Religious Identification in Sri Jayawardenepura Kotte Municipality area
|  | Population (2012) | % of Total |
|---|---|---|
| Buddhist | 82,841 | 77.06% |
| Roman Catholic | 7,827 | 7.28% |
| Islam | 6,772 | 6.30% |
| Other Christian | 5,040 | 4.69% |
| Hindu | 4,864 | 4.52% |
| Other | 164 | 0.15% |
| Total | 107,508 | 100.00% |

Ethnic Identification in Sri Jayawardenepura Kotte Municipality area
|  | Population (2012) | % of Total |
|---|---|---|
| Sinhalese | 91,268 | 84.89% |
| Sri Lankan Tamil | 7,503 | 6.98% |
| Sri Lankan Moor | 5,207 | 4.84% |
| Burgher | 1,049 | 0.98% |
| Other | 840 | 0.78% |
| Indian Tamil | 801 | 0.75% |
| Malay | 710 | 0.66% |
| Sri Lankan Chetty | 72 | 0.07% |
| Baratha | 58 | 0.05% |
| Total | 107,508 | 100.00% |

== Representation ==
The Sri Jayawardenepura Kotte Municipal Council is divided into 16 wards and is represented by 20 councillors, elected using an open list proportional representation system.

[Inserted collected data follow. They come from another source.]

PR #276, opened 2022-07-18
ROE-888 Fix to remove service address country and register info from …

markpit:
…entity screen when not selected

### JIRA link
https://companieshouse.atlassian.net/browse/ROE-888

### Change description
Fix to remove 'register in country formed in' data when register option is selected as 'no', any data previously entered in that section gets removed on submit. Also fix service address country, it was using the same value as entity country if loading the screen with entity data and no service address.

### Work checklist

### Merge instructions

```
```

### DIFF
--- a/src/controllers/entity.controller.ts
+++ b/src/controllers/entity.controller.ts
@@ -9,7 +9,7 @@ import {
 } from "../utils/application.data";
 import { EntityKey, EntityKeys } from "../model/entity.model";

=== 2011 Local government election ===
Results of the local government election held on 8 October 2011.

| Alliances and parties |  | Votes | % | Seats |
|---|---|---|---|---|
|  | United People's Freedom Alliance (NC, ACMC, SLFP et al.) | 26,723 | 63.57% | 13 |
|  | United National Party | 10,830 | 25.76% | 5 |
|  | Independent Group 3 | 2,178 | 5.18% | 1 |
|  | Lanka Sama Samaja Party | 1,291 | 3.07% | 1 |
|  | Janatha Vimukthi Peramuna | 942 | 2.24% | 0 |
|  | Independent Group 6 | 28 | 0.07% | 0 |
|  | Independent Group 1 | 17 | 0.042% | 0 |
|  | Independent Group 2 | 7 | 0.02% | 0 |
|  | Independent Group 4 | 7 | 0.02% | 0 |
|  | Independent Group 1 | 8 | 0.01% | 0 |
|  | Independent Group 4 | 8 | 0.01% | 0 |
|  | Patriotic National Front | 6 | 0.01% | 0 |
|  | Independent Group 5 | 5 | 0.01% | 0 |
| Valid Votes |  | 42,034 | 96.96% | 20 |
| Rejected Votes |  | 1,319 |  |  |
| Total Polled |  | 43,353 |  |  |
| Registered Electors |  | 73,486 |  |  |
| Turnout |  | 58.99% |  |  |

The Sri Jayawardenepura Kotte Municipal Council has six standing departments each headed by the mayor. The standing committees are Accounts Department, Municipal Engineering Department, Health Development, Veterinary Department, Legal Department and Public Utility Department.